Мне ни разу не довелось побывать на галере Дандоло или на каком-нибудь другом корабле, сравнимом с ним по великолепию. Это было красивое, величественное судно, не похожее ни на один корабль пилигримов. Все здесь было выкрашено теплым красным цветом, на котором выделялся золотой растительный орнамент. Весь фальшборт украшала роскошная резьба. Я старался как можно больше разглядеть, пока откашливался, прочищая легкие от воды Золотого Рога. Слуга дожа набросил на меня одеяло. Во мне сразу признали недоумка-лютниста, поэтому поняли, что опасаться вражеской вылазки не стоит. Меня собирались расспросить, но решили подождать, пока вновь обрету голос. Я остался лежать на палубе, куда меня сбросили как тюк, за спиной Грегора, поэтому мне удалось подслушать конец разговора.
Беседа Филоксенита и Дандоло была краткой и целенаправленной. Когда евнуха позвали на галеру венецианца, он сразу смекнул, как дальше будут развиваться события. Я услышал лишь последний, самый убедительный довод старика:
— Кто бы ни был императором, почти вся торговля пойдет через меня. Если вы должны определить, кому присягнуть на верность, то спросите у себя, что наполняет вашу сокровищницу — деятельность двора или верфи?
— Я понял вашу мысль, — спокойно ответил Филоксенит. — Мы входим в новую эру. Вы можете решить, кому варяжская гвардия произнесет клятву верности.
— Вы совершенно меня не поняли, — сердито сказал Дандоло. — Я не требую подобной власти. Требую только, чтобы варяги присягнули тому, кто будет избран законным образом. А до той поры требую, чтобы они вообще никому не присягали, а сидели у себя в бараках. Не предлагайте мне вкусить единовластия, его аромат чересчур соблазнителен. Вы управляете варягами, Филоксенит. Прошу только об одном: чтобы вы и впредь ими управляли, а не передавали их тому, кто даст большую цену.

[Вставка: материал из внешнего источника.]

PR #13, opened 2016-09-15
Bug 1301048 - Setup RQ worker and scheduler

maurodoglio:
This change is [Reviewable](https://reviewable.io/reviews/mozilla/telemetry-analysis-service/13)

### DIFF
--- a/atmo/settings.py
+++ b/atmo/settings.py
@@ -46,6 +46,7 @@ INSTALLED_APPS = [
     # Third party apps
     'django_jinja',
     'whitenoise.runserver_nostatic',
+    'django_rq',
 
     # Django apps
     'django.contrib.admin',
@@ -123,6 +124,16 @@ REDIS_URL = config(
     'REDIS_URL',
     cast=parse.urlparse
 )
+
+RQ_QUEUES = {
+    'default': {
+        'HOST': REDIS_URL.hostname,
+        'PORT': REDIS_URL.port,
+        'DB': 0,
+        'PASSWORD': REDIS_URL.password,
+        'DEFAULT_TIMEOUT': 600,
+    }
+}
 
 # Add the django_browserid authentication backend.
 AUTHENTICATION_BACKENDS = (
--- a/atmo/settings.py
+++ b/atmo/settings.py
@@ -10,6 +10,11 @@ https://docs.djangoproject.com/en/1.9/ref/settings/
 
 import os
 
+try:
+    import urlparse as parse
+except ImportError:
+    from urllib import parse
+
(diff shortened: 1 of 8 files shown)


atmo/settings.py
```diff
@@ -10,6 +10,11 @@
 
 import os
 
+try:
+    import urlparse as parse
+except:
```
jezdez: Mind using `except ImportError` here?

atmo/settings.py
```diff
@@ -114,6 +120,21 @@
...
+REDIS_URL = config(
+    'REDIS_URL',
+    cast=parse.urlparse
+)
+
+RQ_QUEUES = {
+    'default': {
+        'HOST': REDIS_URL.hostname,
+        'PORT': REDIS_URL.port,
+        'DB': 0,
```
jezdez: Just in theory, in case we ever require to specify a specific db, we could use the path component of the `REDIS_URL` value. I think it's okay to stick to 0 for now

atmo/settings.py
```diff
@@ -114,6 +120,21 @@
...
+        'PASSWORD': REDIS_URL.password,
+        'DEFAULT_TIMEOUT': 360,
```
jezdez: That means jobs will be considered lost if they don't finish in 6 minutes, do you think that's okay? Should we increase to 10 mins?

atmo/urls.py
```diff
@@ -17,5 +17,6 @@
     # contribute.json url
     url(r'^(?P<path>contribute\.json)$', static.serve, {'document_root': settings.ROOT}),
 
+    url(r'^django-rq/', include('django_rq.urls')),
```
jezdez: The dashboard [uses the Django admin templates](https://github.com/ui/django-rq/blob/3d0091b362152bbacb23a3a810572eb72f574d9f/django_rq/templates/django_rq/stats.html#L1), so let's mount that under `admin/rq/` instead of `django-rq`

jezdez:
In my experience with Celery it was often useful to have queues for different levels of priority, e.g. have long and short running jobs, so that there is not a long running job blocking a shorter one. Do you think that'll be needed for atmo at the moment?

atmo/settings.py
maurodoglio: I don't mind changing it, we can still tweak it later when we have a better idea of the typical task duration

maurodoglio:
I don't think we are gonna need queues with different priorities soon, let's keep this for later.

atmo/settings.py
jezdez: Works for me

PR #14, opened 2016-09-15
Bug 1301037 - Add option to choose EMR release

maurodoglio:
This change is [Reviewable](https://reviewable.io/reviews/mozilla/telemetry-analysis-service/14)


atmo/clusters/forms.py
```diff
@@ -1,4 +1,5 @@
 from django import forms
+from django.conf import settings
```
jezdez: Don't think that's needed

atmo/clusters/models.py
```diff
@@ -36,6 +40,13 @@ class Cluster(models.Model):
         max_length=50, blank=True, null=True,
         help_text="AWS cluster/jobflow ID for the cluster, used for cluster management."
     )
+
+    emr_release = models.CharField(
+        max_length=50, choices=zip(*(EMR_RELEASES,)*2), default=EMR_RELEASES[-1],
```
jezdez: `zip` returns a `zip` object on Python 3, not sure if the choices parameter handles that nicely. wrapping it in a `list` would appease my mind.

Side note: did we ever want to make atmo Python 3 btw?

atmo/clusters/models.py
```diff
@@ -7,7 +7,11 @@
 from ..utils import provisioning
 
 
+EMR_RELEASES = ('5.0.0', '4.5.0')
```
jezdez: Maybe add a comment here that the last one will be the default?

atmo/templates/atmo/new-cluster.jinja
```diff
@@ -33,6 +33,13 @@
           <p class="help-block"></p>
         </div>
         <div class="alert alert-warning">Upload your SSH <strong>public key</strong>, not private key! This will generally be found in places like <code>~/.ssh/id_rsa.pub</code>.</div>
+        <div class="form-group">
+          <label>EMR release</label>
+          <div class="control-group">
+            {{ new_cluster_form.emr_release }}
```
jezdez: I only now realize we don't print any form errors in that template, any reason not to?

atmo/clusters/models.py
maurodoglio: We have never discussed that tbh. Let's have a chat about it.

atmo/templates/atmo/new-cluster.jinja
maurodoglio: I would rewrite the whole form template tbh. There are a few things there that break the DRY principle at the moment. Let's talk about it.

atmo/clusters/models.py
maurodoglio: Good idea

maurodoglio:
This pull request has already been merged

PR #17, opened 2016-09-20
Bug 1303104 - Use forked version of rq-scheduler

maurodoglio:
My fork of rq-scheduler supports running multiple schedulers
side-by-side. Once my patch gets merged we can point the requirements
back to the upstream version.

---
This change is [Reviewable](https://reviewable.io/reviews/mozilla/telemetry-analysis-service/17)

### DIFF
--- a/docker-compose.yml
+++ b/docker-compose.yml
@@ -29,5 +29,8 @@ rq_scheduler:
   links:
     - db
     - redis
+    # django-rq doesn't support rqscheduler `retry` mode yet
+    # so we need to use the original startup script, which retrieves
+    # the
   command:
-    python manage.py rqscheduler
+    rqscheduler --url=redis://redis:6379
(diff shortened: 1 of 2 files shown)


maurodoglio:
@jezdez r?

docker-compose.yml
```diff
@@ -29,5 +29,8 @@ rq_scheduler:
   links:
     - db
     - redis
+    # django-rq doesn't support rqscheduler `retry` mode yet
+    # so we need to use the original startup script, which retrieves
+    # the
   command:
-    python manage.py rqscheduler
+    rqscheduler --url=redis://redis:6379
```
jezdez: I wonder if we should simply set `RQ_REDIS_URL` as well and remove `--url ..`, to have that config value in one place instead of many? https://github.com/ui/rq-scheduler/blob/396efadda8610548b474e680507b278676fc2262/rq_scheduler/scripts/rqscheduler.py#L21

jezdez:
LGTM r+

docker-compose.yml
maurodoglio: I would agree if this was a long term thing, but at the end it's gonna be there (hopefully) for a short time, until the patch gets merged upstream and the new parameter is added to django-rq as well.

PR #20, opened 2016-09-27
Bug 1304972 - Get rid of django-crontab in favor of rq jobs

maurodoglio:
This change is [Reviewable](https://reviewable.io/reviews/mozilla/telemetry-analysis-service/20)


atmo/clusters/tests.py
```diff
@@ -12,7 +12,7 @@
 class TestCreateCluster(TestCase):
     @mock.patch('atmo.utils.provisioning.cluster_start', return_value=u'12345')
     def setUp(self, cluster_start):
-        self.start_date = datetime.now().replace(tzinfo=UTC)
+        self.start_date = timezone.now()
```
jezdez: 💥

atmo/workers/management/commands/delete_workers.py
```diff
@@ -0,0 +1,17 @@
...
+
+
+class Command(BaseCommand):
+    help = 'Delete expired workers'
+
+    def handle(self, *args, **options):
+        now = timezone.now()
+
+        for worker in Worker.objects.all():
+            if worker.end_date >= now:  # the worker is expired
```
jezdez: Let's use `Worker.objects.filter(end_date__gte=now)` here instead

atmo/clusters/models.py
```diff
@@ -94,16 +102,18 @@ def save(self, *args, **kwargs):
 
         # set the dates
         if not self.start_date:
-            self.start_date = datetime.now().replace(tzinfo=UTC)
+            self.start_date = timezone.now()
```
jezdez: Since `timezone.now()` will have microsecond accuracy it's a minor nit to call it again to set `end_date`. Instead set it into a separate variable and add the timedelta to that for `end_date`

atmo/clusters/tasks.py
```diff
@@ -0,0 +1,12 @@
+# This Source Code Form is subject to the terms of the Mozilla Public
```
jezdez: The terminology for RQ is jobs and not tasks, mind renaming the file to `jobs.py`?

atmo/clusters/tasks.py
```diff
@@ -0,0 +1,12 @@
...
+# License, v. 2.0. If a copy of the MPL was not distributed with this
+# file, you can obtain one at http://mozilla.org/MPL/2.0/.
+from django.core.management import call_command
+
+
+def delete_clusters():
```
jezdez: From an API point of view, I'd rather see the app logic of the jobs to live here and the management commands to call the Python functions defined here -- both to have a consistent place for the various jobs (and not have to look for the command files) and also to not have `call_command` in the call stack at all

atmo/schedule.py
```diff
@@ -0,0 +1,41 @@
...
+        'timeout': 5
+    },
+}
+
+
+def register_job_schedule():
+    scheduler = django_rq.get_scheduler()
+    for job_id, params in job_schedule.items():
+        scheduler.cron(params['cron_string'], id=job_id,
+                       func=params['func'], timeout=params.get('timeout'))
```
jezdez: Let's define a default value for the `timeout` parameter here, that we agree out jobs should be running at the longest. The default it falls back to is 180 seconds

atmo/workers/management/commands/delete_workers.py
maurodoglio: 👍

atmo/clusters/tests.py
maurodoglio: 👻

atmo/clusters/models.py
maurodoglio: :+1

atmo/clusters/tasks.py
maurodoglio: 👍

atmo/clusters/tasks.py
maurodoglio: 👍

atmo/schedule.py
maurodoglio: :+1:

PR #28, opened 2016-10-06
Bug 1307528 - Backup log files to s3

fbertsch:
@jezdez r?

---
This change is [Reviewable](https://reviewable.io/reviews/mozilla/telemetry-analysis-service/28)

### DIFF
--- a/atmo/settings.py
+++ b/atmo/settings.py
@@ -102,6 +102,7 @@ AWS_CONFIG = {
     'CODE_BUCKET': 'telemetry-analysis-code-2',
     'PUBLIC_DATA_BUCKET': 'telemetry-public-analysis-2',
     'PRIVATE_DATA_BUCKET': 'telemetry-private-analysis-2',
+    'LOG_BUCKET':          'telemetry-analysis-logs-2'
 }
 for aws_cred in ('AWS_ACCESS_KEY_ID', 'AWS_SECRET_ACCESS_KEY', 'AWS_DEFAULT_REGION'):
     if aws_cred not in os.environ:
--- a/atmo/utils/provisioning.py
+++ b/atmo/utils/provisioning.py
@@ -1,6 +1,7 @@
 from uuid import uuid4
 
 from django.conf import settings
+from datetime import datetime
 import boto3
 import requests
 
@@ -25,8 +26,13 @@ def cluster_start(user_email, identifier, size, public_key, emr_release):
             settings.AWS_CONFIG['SPARK_EMR_BUCKET']
         )
     ).json()
+
+    now = datetime.utcnow().isoformat()
+    log_uri = 's3://{}/{}/{}'.format(settings.AWS_CONFIG['LOG_BUCKET'], identifier, now)
+
     cluster = emr.run_job_flow(
         Name=str(uuid4()),
+        LogUri=log_uri,
         ReleaseLabel='emr-{}'.format(emr_release),
         Instances={
             'MasterInstanceType': settings.AWS_CONFIG['INSTANCE_TYPE'],
--- a/atmo/utils/scheduling.py
+++ b/atmo/utils/scheduling.py
@@ -1,6 +1,7 @@
 from uuid import uuid4
 
 from django.conf import settings
+from datetime import datetime
 import boto3
 import requests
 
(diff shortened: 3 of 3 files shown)


jezdez:
@fbertsch Apologies for the slow response, we're working on getting atmo2 running on Heroku right now and will get back to this asap, probably next week

atmo/settings.py
```diff
@@ -107,6 +107,7 @@
     'CODE_BUCKET':         'telemetry-analysis-code-2',
     'PUBLIC_DATA_BUCKET':  'telemetry-public-analysis-2',
     'PRIVATE_DATA_BUCKET': 'telemetry-private-analysis-2',
+    'LOG_BUCKET':          'telemetry-analysis-logs-2'
```
jezdez: Is that the bucket that has been used before as mentioned in the bug?

jezdez:
This feature was also added in https://github.com/mozilla/telemetry-server/pull/157 and uses a different log location, @mreid-moz can you elaborate which we should use for v2?

mreid-moz:
We used that particular bucket in the telemetry-server repo for two main reasons:
1. It is a bucket known to have write permission from the clusters, and is part of the overall provisioning for the atmo-related resources.
2. It could be relatively easily incorporated into the "view logs" part of scheduled jobs on atmo (though at the moment, that view doesn't handle subdirs, so I don't think it _actually_ works).

As long as both of those criteria are satisfied here, I think it's preferable to keep the cluster logs in a separate bucket.

> This looks technically correct, but I have questions about how to handle deleted jobs/clusters. Do we need to purge the log dirs, too?

If we proceed with a log-specific bucket, I would recommend setting a bucket expiration policy to automatically remove logs after some time (30 or 60 days, say).

One last comment - it might be a good idea to include a date component in the log URI somewhere so that logs can be differentiated by cluster launch time. A long list of cluster ids is not the most convenient for finding recent info.

fbertsch:
@mreid-moz, @jezdez r?
Sorry about the delay. I mentioned this in the bug as well - wasn't sure if we wanted to go separate bucket or same log location as before. 

I went ahead and added the ISO time, so the same identifier will have multiple time buckets.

— Будет сделано, господин, — сказал Филоксенит, радуясь, что ему позволили сохранить то малое, что осталось от его мужественности.
— Отлично. Можете идти, — сказал Дандоло.
Филоксенит почти бегом помчался к баркасу, дожидавшемуся у борта, чтобы отвезти его обратно.
А Дандоло уже повернулся в ту сторону, где, как он знал, сидел Грегор.
— Итак, мы с тобой, парень, прошли полный круг. В Задаре мы были врагами, а теперь действуем заодно. Поразмышляй, какой из этого извлечь урок об устройстве мира. — И прежде чем Грегор успел ответить, дож продолжил, погромче, для всех присутствующих на палубе: — Все мною сказанное вдвойне верно для человеческого снаряда, которым является твой друг-музыкант.
— Мой друг-музыкант? — как эхо, повторил Грегор не своим голосом.
— Лютнист, строящий из себя недоумка, — пояснил Дандоло. — Я знаю, что ты здесь, — обратился он уже ко мне. — Приблизься и заговори.
Грегор оглянулся на меня, и мы обменялись удивленными взглядами.
— Да, ваша светлость, — наконец произнес я и, придерживая одеяло на плечах, подошел к дожу и поклонился, хотя он не мог этого видеть. — Но как вы узнали, кто я такой?
Дандоло рассмеялся.
— Я Энрико Дандоло, — сказал он так, как будто это все объясняло. — Не знаю, кто ты, но знаю, как ты работаешь, и всегда знал, с той минуты, когда ты представился музыкантом еще в Задаре. Было очевидно, что ты устроил слежку. Вскоре стало ясно, что эта слежка за Грегором Майнцским, а еще через несколько дней стало ясно, что у тебя голова варит лучше, чем у него, хоть у нас с тобой и разные цели. Именно по моему настоянию ты присутствовал почти на всех важных совещаниях предводителей армии. Неужели ты думаешь, что дома на мои военные советы приходят лютнисты для создания музыкального фона? Не будь смешным. Я надеялся, что чем больше ты поймешь в происходящем, тем лучше сможешь направлять Грегора. Со своей задачей, кстати, ты справился паршиво, но, полагаю, он совсем свернул бы с пути, если бы действовал в одиночку.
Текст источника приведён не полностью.